協会理念

 

 

 

 ハワイは、その美しい景色や年間を通して温暖である過ごしやすい天候であることから、世界でも有数のリゾート地として知られており、年間およそ130万人の日本人がハワイを訪れています。このようなハワイと日本の親交のきっかけとなった出来事は、今から200年以上前に日本人の乗った船がハワイの沖合で難破してしまった際にハワイの捕鯨船が助けた事であると言われています。
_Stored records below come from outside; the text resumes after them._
PR #282, opened 2022-10-06
Remove degree-2 root nodes from non-clock trees by default in `readTrees` and `readTreeTrace`.

bredelings:
This PR modifies `readTrees( )` and `readTreeTrace( )` to remove degree-2 nodes at the root from non-clock trees by default.
The patch adds the argument `unroot_nonclock`, and sets it to `TRUE` by default.
When `TRUE`, trees that are read in are marked unrooted even if they were read in as rooted.
I have checked that the removal of degree-2 nodes works and correctly merges branch lengths for the 2 adjacent sub-branches.

The PR also fixes
* an infinite loop reading a newick tree with a missing right parenthesis.
* a segfault if the tree file does not exist and we read it as `treetype="non-clock"`


davidcerny (approved):
The newly added code is very clearly written and well-documented (I especially like `Tree::removeDegree2Node()`), and seems to work exactly as intended. There are just two things I found:

(1) This is very nitpicky, but the new exception added to `NewickConverter::createNode()` should proabably read "Not enough closing parentheses" (i.e., with the word "parentheses" in the plural).

(2) I was unsure what a typical use case would be for the `unroot_nonclock` option in the `readTreeTrace()` function, so the way I tested it out was to give RevBayes a trace of clock trees but (mis)specifying `treetype` as "non-clock". To see if the root removal was successful, I tried generating a summary tree using either `mapTree()` or `mccTree()`, expecting the resulting tree to have _n_ tips and 2_n_ − 2 (rather than 2_n_ − 1) nodes. However, passing the unrooted tree trace to these functions resulted in a segfault inside `TreeSummary::annotateTree()`. I don't think this is necessarily problematic, because my test was almost certainly not valid – I just wasn't sure how to get RevBayes to give me a trace of rooted non-clock trees that this option would ideally be applied to.

bredelings:
Hi David, thanks for looking at this!  Can you post the tree trace that crashes for you?

I just tried this out, and I didn't get a crash:
```
fn = "primates_BDP.trees"
t1 = readTreeTrace(fn, treetype="clock")
t2 = readTreeTrace(fn, treetype="non-clock",unroot_nonclock=FALSE)
t3 = readTreeTrace(fn, treetype="non-clock",unroot_nonclock=TRUE)

mccTree(t1).nnodes()
mccTree(t2).nnodes()
mccTree(t3).nnodes()

mapTree(t1).nnodes()
mapTree(t2).nnodes()
mapTree(t3).nnodes()
```

davidcerny:
[This](https://github.com/revbayes/revbayes/files/9833415/test_trace.txt) is the trace I'm having trouble with, but now I think I know why – it includes sampled ancestors, which we would not expect to get in non-clock trees. So it was just a case of me choosing an inappropriate test case.

bredelings:
I "fixed" the crash that you were seeing by not marking the trees as unrooted after removing the degree-2 root.  The code paths for unrooted trees are not very well tested, and so its probably safer to avoid marking trees unrooted for now.

I also got about a 4x speedup for the mccTree operation by replacing RbBitSet with boost::dynamic_bitset<>.  RbBitSet was based on vector<bool> which is really slow.  The interface for dynamic_bitset is _almost_ identical, so it was not very hard to rename the few member functions with different names, and then make RbBitSet into a typedef for boost::dynamic_bitset<>, which is _much_ more efficient.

そして、1868年(明治元年)に最初の日本人移民がハワイに渡ったことから急速に両者の関係が深まり、現在に至っています。

 

 日本とハワイの親交の深さは、ハワイで日本の文化が多様に取り入れられていること、そして日本でもハワイをテーマにした様々なイベントの開催やフラダンスやロミロミマッサージといったハワイの伝統文化や医術などが広く受け入れられていることからも表れています。多くの日本人にとってハワイ文化や芸術は、もはや生活の一部といっても過言ではありません。

 

 それほど長い期間をかけて親交があったにも関わらず、言葉の壁などの問題から、未だ多くの日本人が入手できるハワイの文化や習慣、歴史や芸術に関する情報は非常限られており、昨今、より多くの「ハワイ好き」を公言する日本人から、もっと深くハワイを知りたいとの声が頻繁に挙がっています。しかし実際には、日本国内、そしてハワイを訪れる日本人が知り得るハワイに関する情報は、メディアや営利を目的とした事業者を通した表面的でコマーシャルなものばかりなのです。

 

 そしてその声は、遠くハワイの地にいるカフナ(ハワイ州公認の5名のカフナのひとり)、カウイラ・クラーク(Kauila Clark)氏の耳にも入りました。(クラーク氏はハワイ人コミュニティでは知らない人はいないと言っても過言ではない著名人で、ハワイ人に尊敬されている存在の人物であり、アロハと禅の精神をつなぐ架け橋として、ハワイ文化の伝統を国際的なビジネスの分野にも広げて活動しています。)そこでクラーク氏は、弟子である二人の日系人カフ、ダレル・ハラダと、デイヴィッド・キタモリに、彼らのルーツでもある日本に「本当のハワイ」を伝えるように告げました。本来、営利目的で活動を行ってはいけないとされているカフナやカフとしても活動をする可能性があること、更に営利目的の事業者との差別化を図りたく、特定非営利活動法人の設立を考えるに至りました。

 

 当協会では、これまで日本とハワイが築き上げてきた人的及び文化的な交流や理解、相互協力、また特にハワイの文化、歴史、芸術、医術の振興を図る活動や、職業能力の開発又は雇用機会の拡充の支援活動を通して両者の架け橋となり、また両者の「豊かな暮らしと社会の実現」をミッションとして、親睦をより一層深め、また両者に対する国際協力事業を行い、更には国際平和に寄与することを目的とした活動を続けて参りたいと思っています。